= YOUR OBJECTIVE =
Report, as a single figure, how many lines in the records below include "opened".

[Entries taken from a collection]
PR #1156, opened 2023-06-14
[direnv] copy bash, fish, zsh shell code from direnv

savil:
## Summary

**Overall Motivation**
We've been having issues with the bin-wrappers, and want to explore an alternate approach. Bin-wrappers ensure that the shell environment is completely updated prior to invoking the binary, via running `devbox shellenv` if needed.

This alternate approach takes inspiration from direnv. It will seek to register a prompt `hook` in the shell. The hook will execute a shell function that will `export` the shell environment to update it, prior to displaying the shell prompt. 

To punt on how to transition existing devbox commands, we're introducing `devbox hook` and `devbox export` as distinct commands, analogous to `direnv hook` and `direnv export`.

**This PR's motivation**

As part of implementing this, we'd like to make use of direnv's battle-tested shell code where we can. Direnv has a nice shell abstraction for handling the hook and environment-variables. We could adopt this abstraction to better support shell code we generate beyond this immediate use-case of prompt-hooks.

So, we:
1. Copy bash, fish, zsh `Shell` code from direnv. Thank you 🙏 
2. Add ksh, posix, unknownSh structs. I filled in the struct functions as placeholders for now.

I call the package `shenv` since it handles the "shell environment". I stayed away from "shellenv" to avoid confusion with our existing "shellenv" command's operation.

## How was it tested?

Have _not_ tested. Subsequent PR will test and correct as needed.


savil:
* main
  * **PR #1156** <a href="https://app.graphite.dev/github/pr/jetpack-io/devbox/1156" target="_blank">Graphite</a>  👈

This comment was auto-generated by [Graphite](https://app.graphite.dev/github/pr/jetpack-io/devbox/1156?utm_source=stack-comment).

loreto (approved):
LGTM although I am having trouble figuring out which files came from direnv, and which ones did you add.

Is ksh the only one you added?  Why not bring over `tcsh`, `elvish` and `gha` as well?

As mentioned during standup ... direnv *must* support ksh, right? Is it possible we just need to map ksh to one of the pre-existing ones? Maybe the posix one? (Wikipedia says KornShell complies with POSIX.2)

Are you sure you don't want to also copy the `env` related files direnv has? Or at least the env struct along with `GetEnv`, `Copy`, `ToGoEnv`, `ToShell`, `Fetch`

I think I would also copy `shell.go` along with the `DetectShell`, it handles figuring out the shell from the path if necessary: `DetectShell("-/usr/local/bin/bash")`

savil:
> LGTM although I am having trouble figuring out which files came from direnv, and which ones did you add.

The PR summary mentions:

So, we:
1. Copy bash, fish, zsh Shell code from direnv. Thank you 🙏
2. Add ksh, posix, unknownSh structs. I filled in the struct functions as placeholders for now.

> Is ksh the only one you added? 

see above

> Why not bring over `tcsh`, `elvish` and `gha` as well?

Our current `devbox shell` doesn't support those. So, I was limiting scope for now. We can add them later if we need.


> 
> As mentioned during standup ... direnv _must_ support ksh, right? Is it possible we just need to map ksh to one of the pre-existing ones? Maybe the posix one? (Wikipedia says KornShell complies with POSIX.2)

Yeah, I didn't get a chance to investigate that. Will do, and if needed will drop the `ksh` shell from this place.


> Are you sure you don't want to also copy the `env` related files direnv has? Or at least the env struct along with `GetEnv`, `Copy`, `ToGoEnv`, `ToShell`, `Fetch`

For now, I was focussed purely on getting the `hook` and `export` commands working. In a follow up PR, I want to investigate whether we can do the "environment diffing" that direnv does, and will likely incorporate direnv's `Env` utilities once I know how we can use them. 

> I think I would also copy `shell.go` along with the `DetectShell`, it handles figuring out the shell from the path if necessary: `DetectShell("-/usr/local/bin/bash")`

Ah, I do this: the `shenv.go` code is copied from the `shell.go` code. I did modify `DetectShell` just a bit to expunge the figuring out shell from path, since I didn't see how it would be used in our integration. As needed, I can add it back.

--

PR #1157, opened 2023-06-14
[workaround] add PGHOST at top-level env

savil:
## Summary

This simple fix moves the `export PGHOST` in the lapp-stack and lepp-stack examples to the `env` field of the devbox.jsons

* * *

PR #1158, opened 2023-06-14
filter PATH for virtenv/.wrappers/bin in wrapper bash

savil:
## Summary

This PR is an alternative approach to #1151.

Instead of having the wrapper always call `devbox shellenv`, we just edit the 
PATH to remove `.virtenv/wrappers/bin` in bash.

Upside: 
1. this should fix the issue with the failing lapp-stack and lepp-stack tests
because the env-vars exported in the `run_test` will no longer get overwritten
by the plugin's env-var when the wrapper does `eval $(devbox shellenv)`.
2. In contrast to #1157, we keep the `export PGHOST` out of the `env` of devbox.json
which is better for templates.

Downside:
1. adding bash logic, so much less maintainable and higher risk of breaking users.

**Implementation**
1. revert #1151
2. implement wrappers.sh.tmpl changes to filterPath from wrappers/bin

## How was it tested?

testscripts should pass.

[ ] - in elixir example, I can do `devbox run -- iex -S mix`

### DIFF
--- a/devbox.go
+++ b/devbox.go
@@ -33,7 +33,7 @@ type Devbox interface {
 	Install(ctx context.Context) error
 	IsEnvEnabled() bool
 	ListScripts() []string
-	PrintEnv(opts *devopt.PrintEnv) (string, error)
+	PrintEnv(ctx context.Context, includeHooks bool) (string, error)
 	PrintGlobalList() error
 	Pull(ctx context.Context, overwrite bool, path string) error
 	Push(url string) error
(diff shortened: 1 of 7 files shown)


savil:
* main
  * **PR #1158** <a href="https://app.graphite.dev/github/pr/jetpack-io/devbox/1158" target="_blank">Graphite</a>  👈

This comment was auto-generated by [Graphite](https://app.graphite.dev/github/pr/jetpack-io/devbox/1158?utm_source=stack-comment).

= FINISHED EXERCISE =
3